My impulse to fill pauses in conversations was toned down, and time slowed down a bit too, because I was paying more attention to things as they happened. My typical obsessive interest in thinking about what the hell I was going to do with the rest of my life also seemed reduced, along with my equally large drive to rehash recent social interactions and pick them apart for errors on my end. Perhaps biggest of all, the animosity toward my ex evaporated.

I decided to test out whether what I was feeling would translate to a real-life interaction, so I arranged for us to get coffee a week later; the first meeting since our telenovela-style split. As we chatted, I prodded myself mentally, searching for the familiar hurt and ill will. It wasn't there. Learning to let go of negativity sounds Hallmark-level trite, but there it was.

There's more. Before the retreat, Mathias Basner, an assistant professor at the University of Pennsylvania Perelman School of Medicine who studies sleep and biological rhythms, suggested I get my thyroid and cortisol levels tested before and after the retreat. Since both can be tied to stress, he hypothesized they might shift in a setting designed to train calmness. So I went to my doctor for blood work. Somewhat conveniently, for the purposes of my little experiment, my levels for both of those hormones were out of whack. A week before I left for the retreat, my thyroid levels were slightly abnormal, and my levels of cortisol, more popularly known as the "stress hormone," were four points above the upper threshold for normal, "double what I'd like to see for you," my doctor said.

Two days after the retreat ended, I went back to the doctor's office. My thyroid levels had dropped one full point. According to my doctor, it would take "at least six weeks" on thyroid medication to get that result. And my cortisol level fell almost 10 points, squarely within the normal range. That would ordinarily "take months" on a stress-reducing supplement, the doctor told me. He sounded impressed.
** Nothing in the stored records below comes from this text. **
Issue #815, opened 2024-07-16
On failed message send, show error dialog


gnprice:
When you hit the send button in the compose box, and the send request fails for whatever reason, we currently drop that error on the floor; we don't show the user any feedback about the failure. We should fix that, by showing an error dialog box.

For examples of how to do this, see the existing call sites of `showErrorDialog`.

(Historical note: I think the only reason we haven't already done this is that this feature, being so critical to using Zulip, was added early in the prototype before we'd worked out dialog boxes. That's a natural thing to happen, but a bit ironically it means that we've had error handling for a number of less-critical actions for a while without yet having it here.)

This is effectively a simplified version of #720: for this issue, we won't yet make any changes to the compose box and send button, like to give them a "disabled" appearance or keep the text available. Those will be good improvements to make (and #720 tracks making them), but even just showing the error dialog will be an improvement over the status quo.

One effect of this is that until the permission check #791 is implemented, we'll be in much the same position for that feature as zulip-mobile now is (since zulip/zulip-mobile#5878).

Other reports of this issue, indirectly, appear in:
* #675 
* #720

Issue #791, opened 2024-07-06
Support new settings for restricting direct messages


gnprice:
This is an upcoming Zulip feature that's expected to appear in Zulip Server 9.0. We'll want to support it properly in zulip-flutter, and we might as well do so now while it's fresh in mind.

The corresponding zulip/zulip and zulip-mobile issues are:
* https://github.com/zulip/zulip/issues/24467
* https://github.com/zulip/zulip-mobile/issues/5870

The UX for this should be similar to #675, which is a different feature that also prevents sending DMs to certain users.

Issue #720, opened 2024-06-04
Await send request; handle failure


gnprice:
If you're using the app, then step into an elevator (or otherwise lose your network connection), and hit send on a message, the current experience is pretty bad: the message just vanishes, there's no error message, and you don't even get back the text you wrote so you can try again.

The UX we'd ultimately like to have here is local echo, with an "outbox" system that can retry the send when you're back on the network:
* #576 
* #133 

But those are complex to get right, and I think we won't get to them in the next few months. There's a much simpler thing we can do that would greatly mitigate this, so we should do the simpler thing first.

Specifically, when you hit the send button:
* We'll put the compose box and send button into a disabled, "working on it" state — for example the text inputs might be grayed out, and the send button showing a spinner instead of the "send" icon.
* In that state, we'll let you select the text from the input box in order to copy it, in case you decide it's taking too long and want to give up.
* We'll await the result of the send request. If it succeeds, the send is done and we can proceed just like the send button does now: clear the input and take it back to a ready state. If it fails, we'll show an error message and make the input ready again, but still holding the text the user entered.

(To keep this simple to implement, we'll only be waiting for the *send request* to complete — not for the [`message` event](https://zulip.com/api/get-events#message), which is what causes the message to appear full-fledged in the message list. This means that the message might appear in the list before or after the compose area goes back to ready. I'm hopeful that in practice this won't often be bothersome, and will be better than the status quo. If we find we need to wait for the `message` event in order for the interaction to feel right, then that gets a lot closer to a full version of #133, and we'll re-evaluate whether there's still a simple version that makes sense.)

@terpimost will be preparing a more concrete design. Until that's ready, this issue isn't ready for implementation.

Thanks also to @terpimost for the feedback pointing out the need for this, in particular the elevator story :-)

gnprice:
I've filed the first steps of this feature, which will already be useful in themselves, as a separate issue:
* #815

terpimost:
Does this reflect the logic?
<img width="752" alt="image" src="https://github.com/user-attachments/assets/0ebddd9b-0172-42db-9b42-f9a641ef0eba">
https://www.figma.com/design/1JTNtYo9memgW7vV6d0ygq/Zulip-Mobile?node-id=4031-13405&t=hE9wEtLE59jG5rUn-1

gnprice:
That looks good, thanks!

[...]

PR #819, opened 2024-07-17
compose box: On failed message send, show error dialog

chrisbobbe:
Fixes: #815

### DIFF
--- a/lib/widgets/compose_box.dart
+++ b/lib/widgets/compose_box.dart
@@ -5,6 +5,7 @@ import 'package:flutter/services.dart';
 import 'package:flutter_gen/gen_l10n/zulip_localizations.dart';
 import 'package:image_picker/image_picker.dart';
 
+import '../api/exception.dart';
 import '../api/model/model.dart';
 import '../api/route/messages.dart';
 import '../model/compose.dart';
@@ -716,7 +717,7 @@ class _SendButtonState extends State<_SendButton> {
       || widget.contentController.hasValidationErrors.value;
   }
 
-  void _send() {
+  void _send() async {
     if (_hasValidationErrors) {
       final zulipLocalizations = ZulipLocalizations.of(context);
       List<String> validationErrorMessages = [
@@ -735,9 +736,26 @@ class _SendButtonState extends State<_SendButton> {
 
     final store = PerAccountStoreWidget.of(context);
     final content = widget.contentController.textNormalized;
-    store.sendMessage(destination: widget.getDestination(), content: content);
 
     widget.contentController.clear();
+
+    try {
+      // TODO(#720) clear content input only on success response;
+      //   while waiting, put input(s) and send button into a disabled
+      //   "working on it" state (letting input text be selected for copying).
+      await store.sendMessage(destination: widget.getDestination(), content: content);
+    } on ApiRequestException catch (e) {
+      if (!mounted) return;
+      final zulipLocalizations = ZulipLocalizations.of(context);
+      final message = switch (e) {
+        ZulipApiException() => zulipLocalizations.errorServerMessage(e.message),
+        _ => e.message,
+      };
+      showErrorDialog(context: context,
+        title: zulipLocalizations.errorMessageNotSent,
+        message: message);
+      return;
+    }
   }
 
   @override
--- a/test/widgets/compose_box_test.dart
+++ b/test/widgets/compose_box_test.dart
@@ -15,6 +15,7 @@ import '../example_data.dart' as eg;
 import '../flutter_checks.dart';
 import '../model/binding.dart';
 import '../stdlib_checks.dart';
+import 'dialog_checks.dart';
 
 void main() {
   TestZulipBinding.ensureInitialized();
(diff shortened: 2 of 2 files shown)


lib/widgets/compose_box.dart
```diff
@@ -735,7 +736,23 @@ class _SendButtonState extends State<_SendButton> {
 
     final store = PerAccountStoreWidget.of(context);
     final content = widget.contentController.textNormalized;
-    store.sendMessage(destination: widget.getDestination(), content: content);
+
+    try {
+      // TODO(#720) put input(s) and send button into a disabled "working on it"
+      //   state (allowing input text to be selected for copying).
+      await store.sendMessage(destination: widget.getDestination(), content: content);
```
gnprice, line 743: This changes more than the error behavior — it also means we wait to clear the content input until the request completes.

Our promptly clearing the input isn't entirely a good thing; that's what #720 is about. But if we take that out without doing the other work called for in #720, I think the effect is that there's a lack of feedback so that it feels like the send button didn't do anything, or is sluggish.

Trying this, I notice that even on my fast home network connection. Then to demonstrate how it behaves when the request is especially slow, try this patch:
```diff
--- lib/api/core.dart
+++ lib/api/core.dart
@@ -188,6 +188,7 @@ class ApiConnection {
     if (params != null) {
       request.bodyFields = encodeParameters(params)!;
     }
+    await Future<void>.delayed(const Duration(seconds: 2));
     return send(routeName, fromJson, request, overrideUserAgent: overrideUserAgent);
   }
 
```

The way to fix that looks something like:
```dart
final sendFuture = store.sendMessage(…);
widget.contentController.clear();

try {
  await sendFuture;
} on …
```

At the retreat, the teacher warned over and over not to look for major shifts in our lives when we got home. Any small changes—food that tastes a little better, the family interaction that seems a little less excruciating—are remarkable enough. But that constellation of little changes seemed just evidence, really, of a realization at once quotidian and grand: that with continuous effort, I could change the way my mind worked. The sense of control over my brain and, by extension, the ways I approach the world hit me hard the moment I first learned to temporarily shut up the part of my mind that frothed over with pop songs. I could decouple, however briefly, my sense of self from the meat sack of my mind and body. And that decoupling gave me the ability to actually control where that meat sack was headed next.